*Saved entries*
=== Begin Enclosure ===
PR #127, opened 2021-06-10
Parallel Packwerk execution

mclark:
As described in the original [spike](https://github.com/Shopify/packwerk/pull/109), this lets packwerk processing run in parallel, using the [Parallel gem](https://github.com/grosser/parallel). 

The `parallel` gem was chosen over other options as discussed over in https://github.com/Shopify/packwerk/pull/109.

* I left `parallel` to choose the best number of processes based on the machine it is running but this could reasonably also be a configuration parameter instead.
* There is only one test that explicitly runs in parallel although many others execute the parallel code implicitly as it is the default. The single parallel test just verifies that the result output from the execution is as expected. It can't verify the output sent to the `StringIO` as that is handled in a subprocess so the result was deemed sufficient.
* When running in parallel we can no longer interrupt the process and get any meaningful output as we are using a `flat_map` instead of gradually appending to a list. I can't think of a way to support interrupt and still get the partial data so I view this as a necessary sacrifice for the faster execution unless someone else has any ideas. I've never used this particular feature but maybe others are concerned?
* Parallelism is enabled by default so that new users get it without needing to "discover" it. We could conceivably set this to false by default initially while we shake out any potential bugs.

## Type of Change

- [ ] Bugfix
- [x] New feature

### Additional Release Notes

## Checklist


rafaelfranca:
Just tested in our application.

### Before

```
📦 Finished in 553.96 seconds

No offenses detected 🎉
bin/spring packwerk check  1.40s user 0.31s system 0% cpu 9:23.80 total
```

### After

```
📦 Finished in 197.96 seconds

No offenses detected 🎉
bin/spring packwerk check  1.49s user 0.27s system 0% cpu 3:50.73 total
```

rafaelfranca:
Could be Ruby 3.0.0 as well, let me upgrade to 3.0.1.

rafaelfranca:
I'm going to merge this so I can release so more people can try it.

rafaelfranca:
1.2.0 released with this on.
=== End Enclosure ===
=== Begin Enclosure ===
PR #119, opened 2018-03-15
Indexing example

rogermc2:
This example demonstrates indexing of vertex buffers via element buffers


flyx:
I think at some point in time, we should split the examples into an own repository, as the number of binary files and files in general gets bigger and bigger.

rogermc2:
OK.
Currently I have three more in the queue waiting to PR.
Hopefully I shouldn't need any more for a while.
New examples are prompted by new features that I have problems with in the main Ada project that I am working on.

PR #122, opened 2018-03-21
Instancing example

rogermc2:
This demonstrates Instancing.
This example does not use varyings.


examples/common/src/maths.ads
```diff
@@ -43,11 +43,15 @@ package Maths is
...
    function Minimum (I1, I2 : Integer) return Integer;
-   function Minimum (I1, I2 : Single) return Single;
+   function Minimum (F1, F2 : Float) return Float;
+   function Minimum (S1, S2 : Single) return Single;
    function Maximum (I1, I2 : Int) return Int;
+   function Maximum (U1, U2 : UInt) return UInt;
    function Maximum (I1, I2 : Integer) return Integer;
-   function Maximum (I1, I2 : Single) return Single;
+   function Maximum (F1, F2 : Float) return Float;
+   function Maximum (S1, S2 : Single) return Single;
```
=== End Enclosure ===
*WHAT THIS TASK INVOLVES*
Would you copy, unchanged, the stretch of the records above that begins at the line containing "over in https://github.com/Shopify/packwerk/pull/109." and ends at the line containing "was deemed sufficient.", and only that?

*RESULT OF THE TASK*
The `parallel` gem was chosen over other options as discussed over in https://github.com/Shopify/packwerk/pull/109.

* I left `parallel` to choose the best number of processes based on the machine it is running but this could reasonably also be a configuration parameter instead.
* There is only one test that explicitly runs in parallel although many others execute the parallel code implicitly as it is the default. The single parallel test just verifies that the result output from the execution is as expected. It can't verify the output sent to the `StringIO` as that is handled in a subprocess so the result was deemed sufficient.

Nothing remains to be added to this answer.